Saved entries
========================================

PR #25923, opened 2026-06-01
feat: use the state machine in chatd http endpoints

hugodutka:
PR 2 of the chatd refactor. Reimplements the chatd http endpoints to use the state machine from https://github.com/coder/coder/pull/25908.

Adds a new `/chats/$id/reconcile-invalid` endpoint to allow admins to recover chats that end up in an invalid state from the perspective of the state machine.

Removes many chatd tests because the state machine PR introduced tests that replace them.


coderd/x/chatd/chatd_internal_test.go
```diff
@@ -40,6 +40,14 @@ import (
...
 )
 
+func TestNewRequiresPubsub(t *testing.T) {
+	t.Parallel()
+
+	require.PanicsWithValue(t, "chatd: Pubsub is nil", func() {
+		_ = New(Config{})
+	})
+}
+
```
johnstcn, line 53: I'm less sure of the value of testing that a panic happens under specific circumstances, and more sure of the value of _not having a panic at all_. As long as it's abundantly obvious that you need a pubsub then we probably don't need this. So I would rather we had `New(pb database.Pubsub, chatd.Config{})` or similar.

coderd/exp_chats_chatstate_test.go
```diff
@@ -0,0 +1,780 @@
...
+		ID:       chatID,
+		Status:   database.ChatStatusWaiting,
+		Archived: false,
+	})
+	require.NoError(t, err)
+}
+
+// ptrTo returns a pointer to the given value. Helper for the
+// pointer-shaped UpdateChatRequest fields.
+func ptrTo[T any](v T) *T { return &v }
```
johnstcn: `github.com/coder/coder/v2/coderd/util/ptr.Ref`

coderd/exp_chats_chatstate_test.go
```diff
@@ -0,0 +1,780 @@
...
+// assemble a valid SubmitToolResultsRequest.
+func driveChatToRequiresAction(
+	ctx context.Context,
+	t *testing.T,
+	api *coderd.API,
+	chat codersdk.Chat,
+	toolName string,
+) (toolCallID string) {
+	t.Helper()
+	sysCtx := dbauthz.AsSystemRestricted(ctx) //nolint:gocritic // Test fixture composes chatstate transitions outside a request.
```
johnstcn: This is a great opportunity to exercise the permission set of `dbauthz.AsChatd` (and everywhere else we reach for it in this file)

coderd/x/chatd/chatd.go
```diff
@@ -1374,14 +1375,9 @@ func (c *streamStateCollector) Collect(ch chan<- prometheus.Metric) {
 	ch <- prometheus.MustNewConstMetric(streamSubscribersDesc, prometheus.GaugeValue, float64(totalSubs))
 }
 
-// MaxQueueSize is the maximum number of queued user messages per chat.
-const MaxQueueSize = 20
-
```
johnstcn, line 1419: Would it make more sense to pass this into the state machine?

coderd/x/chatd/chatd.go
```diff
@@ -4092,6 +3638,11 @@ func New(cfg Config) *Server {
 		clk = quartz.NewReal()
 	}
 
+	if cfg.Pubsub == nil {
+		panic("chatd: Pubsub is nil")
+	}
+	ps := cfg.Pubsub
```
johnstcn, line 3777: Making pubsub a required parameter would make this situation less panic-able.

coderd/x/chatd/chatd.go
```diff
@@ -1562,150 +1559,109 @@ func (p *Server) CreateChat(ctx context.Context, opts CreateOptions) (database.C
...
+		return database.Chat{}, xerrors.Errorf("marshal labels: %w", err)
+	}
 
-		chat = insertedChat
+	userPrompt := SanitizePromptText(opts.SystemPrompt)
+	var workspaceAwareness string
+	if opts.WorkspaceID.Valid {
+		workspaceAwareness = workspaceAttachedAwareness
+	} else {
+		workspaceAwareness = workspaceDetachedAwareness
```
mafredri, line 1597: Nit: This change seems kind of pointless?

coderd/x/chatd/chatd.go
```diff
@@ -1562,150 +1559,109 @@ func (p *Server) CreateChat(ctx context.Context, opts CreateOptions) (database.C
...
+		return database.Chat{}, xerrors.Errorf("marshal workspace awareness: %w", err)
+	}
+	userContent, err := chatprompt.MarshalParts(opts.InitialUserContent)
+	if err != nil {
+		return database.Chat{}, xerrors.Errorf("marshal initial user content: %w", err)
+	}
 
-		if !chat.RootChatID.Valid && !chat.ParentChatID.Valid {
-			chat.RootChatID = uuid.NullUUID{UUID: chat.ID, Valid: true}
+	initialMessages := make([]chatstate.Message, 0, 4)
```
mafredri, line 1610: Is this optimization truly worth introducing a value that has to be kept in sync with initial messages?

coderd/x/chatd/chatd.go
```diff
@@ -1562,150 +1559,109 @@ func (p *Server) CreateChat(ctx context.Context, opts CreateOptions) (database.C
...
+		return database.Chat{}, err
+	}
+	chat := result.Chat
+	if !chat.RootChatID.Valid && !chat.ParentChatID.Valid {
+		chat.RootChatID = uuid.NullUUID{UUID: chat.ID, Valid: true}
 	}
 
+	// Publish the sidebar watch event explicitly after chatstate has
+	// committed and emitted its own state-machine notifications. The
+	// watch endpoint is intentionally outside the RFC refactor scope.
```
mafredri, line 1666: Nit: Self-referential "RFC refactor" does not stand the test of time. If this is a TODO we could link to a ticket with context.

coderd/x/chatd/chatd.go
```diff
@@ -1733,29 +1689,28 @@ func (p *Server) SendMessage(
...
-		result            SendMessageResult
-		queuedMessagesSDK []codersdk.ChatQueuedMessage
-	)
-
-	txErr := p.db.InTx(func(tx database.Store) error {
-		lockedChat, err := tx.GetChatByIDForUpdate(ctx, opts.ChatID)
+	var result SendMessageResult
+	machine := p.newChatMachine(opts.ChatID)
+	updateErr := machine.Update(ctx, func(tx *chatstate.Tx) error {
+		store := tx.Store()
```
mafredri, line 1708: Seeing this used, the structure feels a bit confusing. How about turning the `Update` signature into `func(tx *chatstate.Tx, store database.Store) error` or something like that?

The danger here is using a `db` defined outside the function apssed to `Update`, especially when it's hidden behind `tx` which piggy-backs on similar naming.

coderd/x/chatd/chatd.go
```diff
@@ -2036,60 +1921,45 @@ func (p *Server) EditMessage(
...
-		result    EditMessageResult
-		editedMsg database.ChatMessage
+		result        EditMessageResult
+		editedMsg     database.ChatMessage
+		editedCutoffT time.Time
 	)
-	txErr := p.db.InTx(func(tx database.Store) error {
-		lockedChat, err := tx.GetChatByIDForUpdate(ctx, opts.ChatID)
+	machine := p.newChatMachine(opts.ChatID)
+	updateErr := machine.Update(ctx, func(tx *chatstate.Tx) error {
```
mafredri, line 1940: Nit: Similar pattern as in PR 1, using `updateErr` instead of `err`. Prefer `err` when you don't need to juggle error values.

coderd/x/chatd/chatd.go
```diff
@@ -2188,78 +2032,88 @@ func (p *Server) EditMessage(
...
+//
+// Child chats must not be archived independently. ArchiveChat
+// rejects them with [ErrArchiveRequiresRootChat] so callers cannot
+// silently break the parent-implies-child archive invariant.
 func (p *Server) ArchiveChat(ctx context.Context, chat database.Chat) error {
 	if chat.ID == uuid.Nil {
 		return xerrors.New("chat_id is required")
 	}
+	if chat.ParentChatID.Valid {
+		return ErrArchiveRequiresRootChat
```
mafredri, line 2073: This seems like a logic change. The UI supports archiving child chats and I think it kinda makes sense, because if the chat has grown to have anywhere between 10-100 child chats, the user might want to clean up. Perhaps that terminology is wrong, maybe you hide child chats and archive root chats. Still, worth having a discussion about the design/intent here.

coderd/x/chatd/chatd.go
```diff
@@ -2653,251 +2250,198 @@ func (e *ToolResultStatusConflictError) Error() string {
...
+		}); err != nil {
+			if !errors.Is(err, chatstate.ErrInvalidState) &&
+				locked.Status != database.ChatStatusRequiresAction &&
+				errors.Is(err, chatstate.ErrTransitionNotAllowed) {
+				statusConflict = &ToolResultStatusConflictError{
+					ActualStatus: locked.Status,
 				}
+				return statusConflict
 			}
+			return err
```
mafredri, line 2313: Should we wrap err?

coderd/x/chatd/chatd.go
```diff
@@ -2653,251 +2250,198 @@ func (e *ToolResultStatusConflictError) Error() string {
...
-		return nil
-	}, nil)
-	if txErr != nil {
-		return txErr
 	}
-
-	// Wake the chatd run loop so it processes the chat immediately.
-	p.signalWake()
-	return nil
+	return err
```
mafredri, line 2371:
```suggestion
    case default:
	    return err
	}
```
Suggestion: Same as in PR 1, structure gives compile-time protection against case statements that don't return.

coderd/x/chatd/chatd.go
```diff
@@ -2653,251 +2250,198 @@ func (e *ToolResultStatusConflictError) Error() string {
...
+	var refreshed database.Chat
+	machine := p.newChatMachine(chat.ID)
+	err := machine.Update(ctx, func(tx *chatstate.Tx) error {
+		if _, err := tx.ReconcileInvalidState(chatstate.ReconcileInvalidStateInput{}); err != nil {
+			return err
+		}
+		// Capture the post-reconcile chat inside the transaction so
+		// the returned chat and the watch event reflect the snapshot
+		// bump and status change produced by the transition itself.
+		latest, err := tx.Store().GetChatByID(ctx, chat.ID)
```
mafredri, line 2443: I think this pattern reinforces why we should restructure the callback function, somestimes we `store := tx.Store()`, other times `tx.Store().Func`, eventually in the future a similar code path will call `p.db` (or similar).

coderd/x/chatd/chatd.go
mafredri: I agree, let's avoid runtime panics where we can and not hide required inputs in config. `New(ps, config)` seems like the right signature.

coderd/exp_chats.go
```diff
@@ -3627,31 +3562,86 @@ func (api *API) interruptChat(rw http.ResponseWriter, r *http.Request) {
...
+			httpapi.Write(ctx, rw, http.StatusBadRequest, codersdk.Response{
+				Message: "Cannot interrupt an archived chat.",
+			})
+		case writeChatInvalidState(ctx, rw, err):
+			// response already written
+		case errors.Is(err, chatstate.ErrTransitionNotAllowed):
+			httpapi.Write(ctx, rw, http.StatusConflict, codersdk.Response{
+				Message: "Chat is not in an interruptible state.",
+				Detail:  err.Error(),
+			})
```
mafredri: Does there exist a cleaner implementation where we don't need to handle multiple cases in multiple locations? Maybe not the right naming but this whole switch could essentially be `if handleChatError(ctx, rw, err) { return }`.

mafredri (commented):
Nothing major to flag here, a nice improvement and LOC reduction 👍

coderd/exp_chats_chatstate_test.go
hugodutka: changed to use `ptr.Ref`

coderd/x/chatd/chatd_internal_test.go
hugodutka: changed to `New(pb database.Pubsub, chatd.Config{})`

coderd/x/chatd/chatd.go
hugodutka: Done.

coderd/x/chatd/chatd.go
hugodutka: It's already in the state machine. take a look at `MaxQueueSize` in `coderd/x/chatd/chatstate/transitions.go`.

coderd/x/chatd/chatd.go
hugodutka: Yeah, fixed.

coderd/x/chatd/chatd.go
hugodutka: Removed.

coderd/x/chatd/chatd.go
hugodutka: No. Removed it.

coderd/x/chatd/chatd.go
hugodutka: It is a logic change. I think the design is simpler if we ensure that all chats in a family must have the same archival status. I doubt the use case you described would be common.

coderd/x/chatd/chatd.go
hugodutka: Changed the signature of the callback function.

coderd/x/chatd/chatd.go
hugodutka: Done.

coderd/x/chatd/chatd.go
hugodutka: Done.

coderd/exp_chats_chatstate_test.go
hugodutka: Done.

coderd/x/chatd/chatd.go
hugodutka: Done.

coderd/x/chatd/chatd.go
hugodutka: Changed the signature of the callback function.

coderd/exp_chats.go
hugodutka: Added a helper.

========================================

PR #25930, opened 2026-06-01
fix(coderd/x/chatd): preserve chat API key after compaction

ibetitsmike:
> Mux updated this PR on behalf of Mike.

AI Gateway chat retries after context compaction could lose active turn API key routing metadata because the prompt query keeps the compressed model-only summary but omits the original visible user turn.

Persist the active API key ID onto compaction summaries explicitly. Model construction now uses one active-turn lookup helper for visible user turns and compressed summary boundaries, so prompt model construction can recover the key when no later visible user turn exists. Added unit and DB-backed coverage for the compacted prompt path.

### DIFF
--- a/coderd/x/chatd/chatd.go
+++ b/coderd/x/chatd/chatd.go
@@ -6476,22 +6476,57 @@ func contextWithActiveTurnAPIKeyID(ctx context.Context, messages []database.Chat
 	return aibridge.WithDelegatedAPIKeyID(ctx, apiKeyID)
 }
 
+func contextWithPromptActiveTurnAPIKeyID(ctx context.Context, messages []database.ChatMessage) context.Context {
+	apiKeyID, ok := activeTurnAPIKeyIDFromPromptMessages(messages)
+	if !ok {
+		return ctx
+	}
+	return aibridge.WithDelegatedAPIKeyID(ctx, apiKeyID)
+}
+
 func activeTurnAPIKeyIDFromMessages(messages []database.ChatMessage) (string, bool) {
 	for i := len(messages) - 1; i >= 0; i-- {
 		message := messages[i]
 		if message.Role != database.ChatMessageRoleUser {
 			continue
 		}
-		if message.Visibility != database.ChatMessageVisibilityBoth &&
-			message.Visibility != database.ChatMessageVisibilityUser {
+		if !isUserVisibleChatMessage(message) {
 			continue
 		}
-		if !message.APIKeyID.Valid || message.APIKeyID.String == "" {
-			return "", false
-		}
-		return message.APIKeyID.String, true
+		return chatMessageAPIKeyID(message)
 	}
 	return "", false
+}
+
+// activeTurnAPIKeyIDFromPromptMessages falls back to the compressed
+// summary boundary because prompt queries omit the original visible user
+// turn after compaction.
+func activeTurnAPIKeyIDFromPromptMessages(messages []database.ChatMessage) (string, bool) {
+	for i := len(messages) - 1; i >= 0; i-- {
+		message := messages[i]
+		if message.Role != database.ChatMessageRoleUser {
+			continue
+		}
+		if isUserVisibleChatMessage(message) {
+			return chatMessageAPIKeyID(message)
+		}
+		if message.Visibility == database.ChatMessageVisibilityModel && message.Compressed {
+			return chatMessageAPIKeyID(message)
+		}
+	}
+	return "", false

========================================

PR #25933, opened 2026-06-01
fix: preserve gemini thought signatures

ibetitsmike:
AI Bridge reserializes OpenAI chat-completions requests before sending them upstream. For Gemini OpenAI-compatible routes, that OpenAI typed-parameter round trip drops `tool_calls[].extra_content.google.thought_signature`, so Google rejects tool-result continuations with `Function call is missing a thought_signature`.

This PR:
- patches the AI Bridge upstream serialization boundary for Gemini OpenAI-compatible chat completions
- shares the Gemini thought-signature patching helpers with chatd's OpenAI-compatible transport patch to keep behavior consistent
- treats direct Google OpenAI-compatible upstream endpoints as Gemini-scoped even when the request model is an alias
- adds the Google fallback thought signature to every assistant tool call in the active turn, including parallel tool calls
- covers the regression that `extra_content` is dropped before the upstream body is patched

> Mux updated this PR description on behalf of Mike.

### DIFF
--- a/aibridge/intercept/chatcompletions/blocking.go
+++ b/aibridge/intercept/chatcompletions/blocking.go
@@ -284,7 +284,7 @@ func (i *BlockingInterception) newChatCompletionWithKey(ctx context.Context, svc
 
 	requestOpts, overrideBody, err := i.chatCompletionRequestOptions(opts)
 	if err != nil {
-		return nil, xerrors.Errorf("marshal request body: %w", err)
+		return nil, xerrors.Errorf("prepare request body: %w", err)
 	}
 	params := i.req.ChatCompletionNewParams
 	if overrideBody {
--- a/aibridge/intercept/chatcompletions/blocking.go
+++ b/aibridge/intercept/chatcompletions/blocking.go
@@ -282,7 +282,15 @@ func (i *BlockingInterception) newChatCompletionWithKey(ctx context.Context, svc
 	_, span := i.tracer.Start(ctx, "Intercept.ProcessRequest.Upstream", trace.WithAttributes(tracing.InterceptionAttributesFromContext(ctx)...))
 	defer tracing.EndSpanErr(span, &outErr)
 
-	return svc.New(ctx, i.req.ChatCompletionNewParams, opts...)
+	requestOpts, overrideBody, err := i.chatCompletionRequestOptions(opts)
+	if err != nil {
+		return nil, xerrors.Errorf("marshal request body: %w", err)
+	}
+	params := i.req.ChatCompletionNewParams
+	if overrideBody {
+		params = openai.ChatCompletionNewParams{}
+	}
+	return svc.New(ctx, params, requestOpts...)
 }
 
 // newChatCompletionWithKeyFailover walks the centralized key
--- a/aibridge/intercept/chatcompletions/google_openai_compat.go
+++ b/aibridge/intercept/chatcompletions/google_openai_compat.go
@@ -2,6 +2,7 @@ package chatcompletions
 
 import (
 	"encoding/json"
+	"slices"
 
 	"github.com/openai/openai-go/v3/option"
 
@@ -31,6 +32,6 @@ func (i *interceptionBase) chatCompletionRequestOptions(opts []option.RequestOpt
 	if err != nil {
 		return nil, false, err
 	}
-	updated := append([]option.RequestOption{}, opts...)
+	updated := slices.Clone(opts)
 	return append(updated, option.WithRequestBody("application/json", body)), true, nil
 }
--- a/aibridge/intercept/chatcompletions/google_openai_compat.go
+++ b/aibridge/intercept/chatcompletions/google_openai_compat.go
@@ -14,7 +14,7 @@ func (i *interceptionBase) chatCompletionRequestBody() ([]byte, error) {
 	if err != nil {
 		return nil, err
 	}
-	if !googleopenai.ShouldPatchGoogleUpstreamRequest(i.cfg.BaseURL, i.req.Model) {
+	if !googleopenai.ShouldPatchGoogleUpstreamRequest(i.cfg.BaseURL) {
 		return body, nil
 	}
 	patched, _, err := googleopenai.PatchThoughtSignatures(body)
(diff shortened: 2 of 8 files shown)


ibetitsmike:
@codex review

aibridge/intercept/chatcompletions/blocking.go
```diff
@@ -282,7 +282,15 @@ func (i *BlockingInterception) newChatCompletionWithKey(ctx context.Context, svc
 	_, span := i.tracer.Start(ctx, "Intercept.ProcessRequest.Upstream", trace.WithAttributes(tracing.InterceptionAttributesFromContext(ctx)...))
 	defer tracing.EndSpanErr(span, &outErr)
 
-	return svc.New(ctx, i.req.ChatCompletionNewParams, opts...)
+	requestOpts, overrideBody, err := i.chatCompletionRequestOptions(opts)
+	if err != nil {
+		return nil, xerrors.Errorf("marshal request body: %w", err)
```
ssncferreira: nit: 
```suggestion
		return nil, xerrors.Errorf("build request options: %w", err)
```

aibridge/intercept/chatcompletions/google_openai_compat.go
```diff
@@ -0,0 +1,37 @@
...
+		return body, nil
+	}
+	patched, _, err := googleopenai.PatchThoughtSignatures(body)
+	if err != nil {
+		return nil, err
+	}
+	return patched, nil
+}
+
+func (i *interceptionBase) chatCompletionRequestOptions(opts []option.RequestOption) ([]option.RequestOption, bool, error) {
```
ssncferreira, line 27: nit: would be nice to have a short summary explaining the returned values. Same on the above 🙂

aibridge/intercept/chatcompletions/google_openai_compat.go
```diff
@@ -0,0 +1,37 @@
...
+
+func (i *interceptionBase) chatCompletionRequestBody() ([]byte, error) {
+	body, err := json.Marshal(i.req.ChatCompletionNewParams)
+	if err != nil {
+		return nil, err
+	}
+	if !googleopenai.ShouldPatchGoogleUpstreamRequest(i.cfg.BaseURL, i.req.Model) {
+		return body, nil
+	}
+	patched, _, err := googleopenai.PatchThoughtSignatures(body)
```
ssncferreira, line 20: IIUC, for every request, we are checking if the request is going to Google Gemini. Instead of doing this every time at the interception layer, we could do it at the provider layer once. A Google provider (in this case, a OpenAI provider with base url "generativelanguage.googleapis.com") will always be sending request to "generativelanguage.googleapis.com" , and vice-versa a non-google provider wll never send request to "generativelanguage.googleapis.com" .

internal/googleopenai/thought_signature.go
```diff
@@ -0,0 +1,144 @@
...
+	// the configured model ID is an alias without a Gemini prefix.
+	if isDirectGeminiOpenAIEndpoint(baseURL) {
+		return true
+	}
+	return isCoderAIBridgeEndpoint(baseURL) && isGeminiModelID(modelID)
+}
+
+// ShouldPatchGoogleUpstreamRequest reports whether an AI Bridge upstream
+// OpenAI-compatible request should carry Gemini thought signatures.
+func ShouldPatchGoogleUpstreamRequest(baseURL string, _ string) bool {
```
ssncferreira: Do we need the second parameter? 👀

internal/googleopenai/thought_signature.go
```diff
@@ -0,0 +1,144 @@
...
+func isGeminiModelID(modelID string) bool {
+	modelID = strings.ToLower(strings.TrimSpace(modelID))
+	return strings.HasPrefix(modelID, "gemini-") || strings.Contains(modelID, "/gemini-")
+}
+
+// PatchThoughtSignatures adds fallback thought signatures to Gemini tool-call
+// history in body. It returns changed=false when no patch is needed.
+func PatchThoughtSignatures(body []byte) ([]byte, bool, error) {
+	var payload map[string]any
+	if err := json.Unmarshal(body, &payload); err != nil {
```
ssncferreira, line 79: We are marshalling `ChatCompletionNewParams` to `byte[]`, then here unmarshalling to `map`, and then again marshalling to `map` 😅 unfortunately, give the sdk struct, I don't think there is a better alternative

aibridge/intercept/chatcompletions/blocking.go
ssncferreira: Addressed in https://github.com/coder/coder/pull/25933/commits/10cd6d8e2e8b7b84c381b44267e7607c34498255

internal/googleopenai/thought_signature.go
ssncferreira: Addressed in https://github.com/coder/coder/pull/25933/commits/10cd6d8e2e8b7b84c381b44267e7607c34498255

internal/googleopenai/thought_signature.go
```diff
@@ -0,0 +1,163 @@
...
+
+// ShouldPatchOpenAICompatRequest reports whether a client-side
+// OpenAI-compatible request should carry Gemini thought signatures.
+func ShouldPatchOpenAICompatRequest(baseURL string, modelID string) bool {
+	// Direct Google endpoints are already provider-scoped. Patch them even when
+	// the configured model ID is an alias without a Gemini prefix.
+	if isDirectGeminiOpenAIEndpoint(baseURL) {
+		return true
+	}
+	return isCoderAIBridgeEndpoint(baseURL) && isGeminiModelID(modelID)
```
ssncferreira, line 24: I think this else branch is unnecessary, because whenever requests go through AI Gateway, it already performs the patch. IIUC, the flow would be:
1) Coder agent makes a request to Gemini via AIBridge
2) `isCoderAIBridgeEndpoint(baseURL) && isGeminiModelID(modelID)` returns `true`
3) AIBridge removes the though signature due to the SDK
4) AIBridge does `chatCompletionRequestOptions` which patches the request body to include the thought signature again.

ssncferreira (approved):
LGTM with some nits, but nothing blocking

========================================

Give the number of lines in the data that contain the string "which", and nothing else.

→ Solution below:
2